Роджер пытается перестать быть тряпкой, он понимает, что ему придется сейчас оправдываться, это очевидно, и если бы кто-то знал, как же он это ненавидит! Его безумно бесит, что всё летит кувырком. Он хотел признаться в любви, а в результате — мямлит что-то невразумительное, не зная, как ускользнуть от ненужного теперь разговора. Все очевидно и без слов, и, по-хорошему, Роджеру лучше сейчас остаться одному, чтобы зализать свои раны, но у Фредди такой вид, что ясно: он не отпустит.
Фредди смотрит на испуганного и растерянного, даже немного ощетинившегося Роджера и понимает, что не услышит ничего утешительного для себя. С таким лицом не признаются в любви и не объясняются в чувствах.
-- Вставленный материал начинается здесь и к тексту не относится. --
PR #615, opened 2026-07-26
fix(spec): validate sequence.field against table schema

jackylee-ch:
`sequence.field` was only partly validated: a missing column, a repeated field,
`merge-engine=first-row`, a cross-partition update table, or an aggregate function
on the sequence field were all accepted and persisted, and the write path then fell
back to the auto-increment sequence — silently ignoring the user's ordering intent.

**Fix**: validate at create and alter time, mirroring all five checks in Java
`SchemaValidation#validateSequenceField`. The aggregation check lived inside
`AggregationConfig`, reachable only on aggregation/partial-update engines, so it is
hoisted into a free function keyed on the option map alone.

### DIFF
--- a/crates/paimon/src/spec/aggregation.rs
+++ b/crates/paimon/src/spec/aggregation.rs
@@ -185,9 +185,6 @@ impl<'a> AggregationConfig<'a> {
         fields: &[DataField],
         primary_keys: &[String],
     ) -> crate::Result<()> {
-        // Same source as the read path: `sequence.field` parsed by CoreOptions.
-        let core_options = CoreOptions::new(self.options);
-        let sequence_fields = core_options.sequence_fields();
         for (key, value) in self.options {
             let Some((col, kind)) = parse_field_scoped_option_key(key) else {
                 continue;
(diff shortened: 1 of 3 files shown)


JingsongLi:
Claims to be aligned with Java’s `validateSequenceField`, but omits validation for cross-partition updates. `sequence.field` can still be configured even when not all partition keys are included in the primary key, whereas Java explicitly rejects this combination. Both the `create` and `alter` paths should include partition keys and primary keys in the validation.

JingsongLi:
Please resolve conflicts.

jackylee-ch:
@JingsongLi conflict fixed, PTAL

JingsongLi:
- `Schema::validate_sequence_field` omits the `options.fieldAggFunc(field) == null` validation found in Java’s `SchemaValidation.validateSequenceField`.
- Currently, Rust incorrectly accepts:
  `sequence.field=ts`
  `fields.ts.aggregate-function=sum`
- I added a temporary regression test; it was expected to return an error from `build()`, but it actually returned `Ok(Schema)`. This issue has been consistently reproducible.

Но он все еще хочет понять, он имеет право знать, какого хрена Роджер так жестоко обошелся с ним!
— Значит, Люсс Мэрэ — это твой эксперимент, — произносит Фредди, делая акцент на последнем слове, произнося его с презрением, которое не в состоянии скрыть. — И откуда же у этого эксперимента ноги растут?
Он пытается понять, может, он упускает что-то важное, может, Роджер вовсе не бездушный монстр, который играет с чувствами других, проводя над людьми эксперименты? Вдруг есть простое и логичное объяснение, а Фредди просто глупый влюбленный идиот, который слеп всегда, когда дело касается его Лиззи? Он чувствует себя так, словно ходит по неустойчивому мосту над обрывом, одно неверное слово — и они оба сорвутся вниз.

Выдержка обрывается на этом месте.